Set the entries below down again, please. Match them exactly.

Records from a collection:
****************

PR #119, opened 2020-04-20
feat: Optionally add permissions to gql resolvers

walfly:
Still need to add more tests.  Allows configuring agent with authentication boolean at instantiation.  An auth-identity can be set in the request context and resolvers will include that identity in their generated queries if authentication is set to true.

### DIFF
--- a/packages/daf-core/src/graphql/graphql-core.ts
+++ b/packages/daf-core/src/graphql/graphql-core.ts
@@ -11,6 +11,8 @@ import {
   Any,
   IsNull,
   FindManyOptions,
+  SelectQueryBuilder,
+  Brackets,
 } from 'typeorm'
 import { Agent } from '../agent'
 import { Message } from '../entities/message'
@@ -21,6 +23,7 @@ import { Identity } from '../entities/identity'
 
 export interface Context {
   agent: Agent
+  authenticatedDid?: string
 }
 
 export interface Order {
@@ -55,19 +58,7 @@ interface TypeOrmOrder {
   [x: string]: 'ASC' | 'DESC'
 }
 
-function transformFindInput(input: FindInput): FindManyOptions {
-  const result: FindManyOptions = {
-    where: {},
-  }
-  if (input?.skip) result['skip'] = input.skip
-  if (input?.take) result['take'] = input.take
-  if (input?.order) {
-    const order: TypeOrmOrder = {}
-    for (const item of input.order) {
-      order[item.column] = item.direction
-    }
-    result['order'] = order
-  }
+function createWhereObject(input: FindInput): any {
   if (input?.where) {
     const where = {}
     for (const item of input.where) {
@@ -113,10 +104,35 @@ function transformFindInput(input: FindInput): FindManyOptions {
       if (item.not === true) {
         where[item.column] = Not(where[item.column])
       }
+      return where
     }
-    result['where'] = where
   }
-  return result
+}
+
+function decorateQB(
+  qb: SelectQueryBuilder<any>,
+  tablename: string,
+  input: FindInput,
+): SelectQueryBuilder<any> {
+  if (input?.skip) qb = qb.skip(input.skip)
+  if (input?.take) qb = qb.take(input.take)
+
+  if (input?.order) {
+    for (const item of input.order) {
+      qb = qb.orderBy(`${qb.connection.driver.escape(tablename)}.${qb.connection.driver.escape(item.column)}`, item.direction)
+    }
+  }
+  return qb
+}
+
+function checkAuthIdentity(did: string, authenticatedDid?: string): boolean {
+  if (!authenticatedDid) {
+    return true
+  }
+  if (authenticatedDid !== did) {
+    throw new Error('can not access restricted properties of another identity')
+  }
+  return true
 }
 
 export interface FindArgs {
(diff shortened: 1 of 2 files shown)


packages/daf-core/src/graphql/graphql-core.ts
```diff
@@ -113,52 +116,190 @@ function transformFindInput(input: FindInput): FindManyOptions {
...
 
 const messages = async (_: any, args: FindArgs, ctx: Context) => {
-  return (await ctx.agent.dbConnection).getRepository(Message).find(transformFindInput(args.input))
+  const where = createWhereObject(args.input)
+  let qb = (await ctx.agent.dbConnection)
+    .getRepository(Message)
+    .createQueryBuilder('message')
+    .where(where)
+  qb = decorateQB(qb, 'message', args.input)
+  if (ctx.agent.authentication) {
```
simonas-notcat, line 151: Since this authentication is impacting only GraphQL resolvers, I would suggest not adding this logic to the `Agent` and keeping it only in GraphQL `Context`. Like this:



``` typescript
export interface Context {
  agent: Agent,
  authenticatedDid: string,
}

// ...

  if (ctx.authenticatedDid) {
    qb = qb.andWhere(
      new Brackets(qb => {
        qb.where('message.to = :ident', { ident: authenticatedDid })
        .orWhere('message.from = :ident', { ident: authenticatedDid })
      }),
    )
  }
```

This way we leave it to application developers to decide how they authenticate requests.

packages/daf-core/src/agent.ts
```diff
@@ -132,4 +138,38 @@ export class Agent extends EventEmitter {
     debug('Handle action %o', action)
     return this.actionHandler.handleAction(action, this)
   }
+
```
simonas-notcat, line 141: I don't think we need to add all these methods just for GraphQL resolvers. This can be solved by passing `authenticatedDid` in GraphQL context. As explained in my other comment

packages/daf-core/src/graphql/graphql-core.ts
```diff
@@ -28,21 +30,34 @@ export interface Order {
...
+//   MoreThanOrEqual = 'MoreThanOrEqual',
+//   | 'Equal'
+//   | 'Like'
+//   | 'Between'
+//   | 'In'
+//   | 'Any'
+//   | 'IsNull'
+// }
+
 export interface Where {
```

****************

**RESPONSE**
PR #119, opened 2020-04-20
feat: Optionally add permissions to gql resolvers

walfly:
Still need to add more tests.  Allows configuring agent with authentication boolean at instantiation.  An auth-identity can be set in the request context and resolvers will include that identity in their generated queries if authentication is set to true.

### DIFF
--- a/packages/daf-core/src/graphql/graphql-core.ts
+++ b/packages/daf-core/src/graphql/graphql-core.ts
@@ -11,6 +11,8 @@ import {
   Any,
   IsNull,
   FindManyOptions,
+  SelectQueryBuilder,
+  Brackets,
 } from 'typeorm'
 import { Agent } from '../agent'
 import { Message } from '../entities/message'
@@ -21,6 +23,7 @@ import { Identity } from '../entities/identity'
 
 export interface Context {
   agent: Agent
+  authenticatedDid?: string
 }
 
 export interface Order {
@@ -55,19 +58,7 @@ interface TypeOrmOrder {
   [x: string]: 'ASC' | 'DESC'
 }
 
-function transformFindInput(input: FindInput): FindManyOptions {
-  const result: FindManyOptions = {
-    where: {},
-  }
-  if (input?.skip) result['skip'] = input.skip
-  if (input?.take) result['take'] = input.take
-  if (input?.order) {
-    const order: TypeOrmOrder = {}
-    for (const item of input.order) {
-      order[item.column] = item.direction
-    }
-    result['order'] = order
-  }
+function createWhereObject(input: FindInput): any {
   if (input?.where) {
     const where = {}
     for (const item of input.where) {
@@ -113,10 +104,35 @@ function transformFindInput(input: FindInput): FindManyOptions {
       if (item.not === true) {
         where[item.column] = Not(where[item.column])
       }
+      return where
     }
-    result['where'] = where
   }
-  return result
+}
+
+function decorateQB(
+  qb: SelectQueryBuilder<any>,
+  tablename: string,
+  input: FindInput,
+): SelectQueryBuilder<any> {
+  if (input?.skip) qb = qb.skip(input.skip)
+  if (input?.take) qb = qb.take(input.take)
+
+  if (input?.order) {
+    for (const item of input.order) {
+      qb = qb.orderBy(`${qb.connection.driver.escape(tablename)}.${qb.connection.driver.escape(item.column)}`, item.direction)
+    }
+  }
+  return qb
+}
+
+function checkAuthIdentity(did: string, authenticatedDid?: string): boolean {
+  if (!authenticatedDid) {
+    return true
+  }
+  if (authenticatedDid !== did) {
+    throw new Error('can not access restricted properties of another identity')
+  }
+  return true
 }
 
 export interface FindArgs {
(diff shortened: 1 of 2 files shown)


packages/daf-core/src/graphql/graphql-core.ts
```diff
@@ -113,52 +116,190 @@ function transformFindInput(input: FindInput): FindManyOptions {
...
 
 const messages = async (_: any, args: FindArgs, ctx: Context) => {
-  return (await ctx.agent.dbConnection).getRepository(Message).find(transformFindInput(args.input))
+  const where = createWhereObject(args.input)
+  let qb = (await ctx.agent.dbConnection)
+    .getRepository(Message)
+    .createQueryBuilder('message')
+    .where(where)
+  qb = decorateQB(qb, 'message', args.input)
+  if (ctx.agent.authentication) {
```
simonas-notcat, line 151: Since this authentication is impacting only GraphQL resolvers, I would suggest not adding this logic to the `Agent` and keeping it only in GraphQL `Context`. Like this:



``` typescript
export interface Context {
  agent: Agent,
  authenticatedDid: string,
}

// ...

  if (ctx.authenticatedDid) {
    qb = qb.andWhere(
      new Brackets(qb => {
        qb.where('message.to = :ident', { ident: authenticatedDid })
        .orWhere('message.from = :ident', { ident: authenticatedDid })
      }),
    )
  }
```

This way we leave it to application developers to decide how they authenticate requests.

packages/daf-core/src/agent.ts
```diff
@@ -132,4 +138,38 @@ export class Agent extends EventEmitter {
     debug('Handle action %o', action)
     return this.actionHandler.handleAction(action, this)
   }
+
```
simonas-notcat, line 141: I don't think we need to add all these methods just for GraphQL resolvers. This can be solved by passing `authenticatedDid` in GraphQL context. As explained in my other comment

packages/daf-core/src/graphql/graphql-core.ts
```diff
@@ -28,21 +30,34 @@ export interface Order {
...
+//   MoreThanOrEqual = 'MoreThanOrEqual',
+//   | 'Equal'
+//   | 'Like'
+//   | 'Between'
+//   | 'In'
+//   | 'Any'
+//   | 'IsNull'
+// }
+
 export interface Where {
```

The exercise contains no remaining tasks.